1) Load raw data: Select the same input file given to SCOUTS.
2) Load SCOUTS results: Select the same output folder used to save SCOUTS results.
3) Select sample names: Write sample names to plot, separated by semicolons (e.g. “control;patient;drug01”).
4) and 5) Populations to compare: Select populations to compare on the violin plot. The population in the top selection box appears below the population in the bottom box.
6) Marker: Select marker for which to compare populations. Markers are automatically loaded from the input file header.
7) Outlier type: select whether to plot OutS or OutR outliers.
8) Legend: Whether do display a legend in the figure.
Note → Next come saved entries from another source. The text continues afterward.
PR #5543, opened 2023-01-17
Not all group 2,3 values should be ints

scottcwilson:
Fixes issue raised on forum: 
https://www.zen-cart.com/showthread.php?229228-Manufacturers-Sidebox-Shows-Disabled-Manufacturers


torvista:
This idea of casting certain values to integers or not, with no obvious consistency and with random exceptions in the two arrays, seems like multiple accidents waiting to happen and a total block on implementing strict types if you don't know when your constant-string may become a constant-integer or vice-versa, as here.

If this is intended to reduce casting in code, surely it should be 100% numbers become integers, no exceptions, for all constants....or based on the db field definition? But certainly not some array buried in a third-party app.

lat9:
This falls in the realm of the "Law of unintended consequences"

torvista:
Since all configuration constants are strings in the database, I think they should stay as strings. Then everyone knows they have to be cast if strict code/calculations require it. No documentation required, no arrays to be maintained.

scottcwilson:
This change was put in place to guard against a specific database attack.  It had nothing to do with casting or consistency.

proseLA:
> This idea of casting certain values to integers or not, with no obvious consistency and with random exceptions in the two arrays, seems like multiple accidents waiting to happen and a total block on implementing strict types if you don't know when your constant-string may become a constant-integer or vice-versa, as here.
> 
we truly DO know when a constant will be an integer or a string.  all one needs to do is look at the code.  which is a 42 line script that looks pretty easy to read.  especially when compared to the many 1000+ lines of code that many other scripts have; as well as the multitude of duplicate code that exists on the repo.

as i have previously stated, refactoring to reduce this duplicity as opposed to ensuring that 1 set of code is the same as another would be a much better effort.

proseLA:
https://github.com/zencart/zencart/blob/95f5721f05ec6caafb06ea7463f6974cea33504b/laravel/app/Models/Configuration.php#L31

is it really this hard to follow a [rudimentary PSR-12 rule?](https://www.php-fig.org/psr/psr-12/#:~:text=the%20keyword%20elseif%20should%20be%20used%20instead%20of%20else%20if%20so%20that%20all%20control%20keywords%20look%20like%20single%20words.)

PR #5546, opened 2023-01-21
Update zcDate.php

piloujp:
I know this issue had a pull request by Torvista but he deleted it for any reason. There is definitely a bug here and easy to fix.
zcDate parameter conversion to intl date format fix: YY -> yy and YYYY -> y to use standard year instead of year by 'week of year'. See details in issue #5538

Problem/bug (returning wrong year) will append around 1st of January (depending on year) of each year when a date is formatted with zc_date.php transmitting no timestamp parameters or any time using a timestamp parameter set at first days of the year.
Using following Zen Cart files will trigger it (might depends on parameter used):
includes/classes/order.php on lines 1307, 1318
includes/classes/traits/NotifierManager.php on line 126
includes/functions/functions_dates.php on lines 54, 102
includes/functions/functions_files.php on line 354
includes/modules/payment/authorizenet.php on lines 212, 291
includes/modules/payment/authorizenet_aim.php on lines 231, 303
includes/modules/payment/paypaldp.php on lines 443, 476, 684
admin/downloads_manager.php on line 200
admin/includes/classes/stats_sales_report_graph.php on line 310, 314, 318
admin/includes/header.php on line 203
admin/includes/modules/dashboard_widgets/BaseStatisticsDashboardWidget.php on line 35
admin/includes/modules/dashboard_widgets/TrafficDashboardWidget.php on line 29

This year 2023 was kind of a special case when using en_US locale as 1st of January was on Sunday (1st day of the week in this local) making this bug invisible.


piloujp:
Not one comment... What should I do, just delete this? Or is there a chance it will be merge one day?
I don't see why one would continue to use week calendar to change year rather than standard date.

torvista:
I've been using it since you posted it. **I** certainly appreciated the very detailed explanations.

scottcwilson:
Hang tight - I thought I sent this to Cindy but there was probably no notification.  @lat9 Please check.

PR #5555, opened 2023-01-26
shopping cart: equate form name and id

torvista:
old id shoppingCartForm not used anywhere


scottcwilson:
There's really no reason to do this, and it might break someone's modification.  You opened a couple of issues yesterday that are real bugs - why not fix those instead?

9) Plot: click here to plot the figure with the selected parameters. The figure opens in a separate window, and can be reloaded with new parameters by clicking again on this button.
Plot window¶
This is the plot window:

The plot window works like a regular matplotlib figure window - it can be stretched, edited and modified. You can also use the tool bar at the top (1) to zoom, move and export the plot in different formats.
FAQ¶
Errors when starting SCOUTS¶
I can’t start SCOUTS on my computer! scouts
does nothing!
Please check the installation troubleshooting section.
I can’t start SCOUTS-violins on my computer! scouts-violins
does nothing!
Please confirm that you have installed the necessary dependencies. Then check the installation troubleshooting section.
About the SCOUTS workflow¶
What type of pre-processing does SCOUTS perform on my input?
By default, SCOUTS does not perform any pre-processing prior to analysing the input data. This means that transformations like data normalization and scaling should be performed by the user prior to using SCOUTS.
SCOUTS does, however, include a simple module for gating mass cytometry and scRNA-seq samples, should the user want to do so. Refer to How SCOUTS works for details.
My data is stored in multiple files. How do I use SCOUTS with it?
Ideally, you are able to merge your files into a single input file and use that to work with SCOUTS. When this is not possible, you can still use SCOUTS to run individual samples by passing one file at a time. This will not affect the output, as long as all the cells from one sample are together in one file. One side-effect of this method is that, in order to use the “control” option in the “Consider outliers using cutoff from” field, you need to make sure that the cells from the control sample are present in every file.
Does the output for non-outliers exclude both top and bottom outliers?
Yes. Even if you did not generate output files for bottom outliers, non-outliers are still considered as being “the population of cells that are not top outliers, nor bottom outliers”.
Misc.¶
I have another question/suggestion/issue when using SCOUTS. How do I contact you?
You can contact us through our Github page. Check the authors section for more information. Also remember that you can use the Github issues to post about problems or suggestions for SCOUTS.
SCOUTS is working nicely, but can you implement X?
Maybe! Tell us more about it on the Github issues page :-)
If you use SCOUTS, please cite us.
License¶
This project is licensed under the MIT License.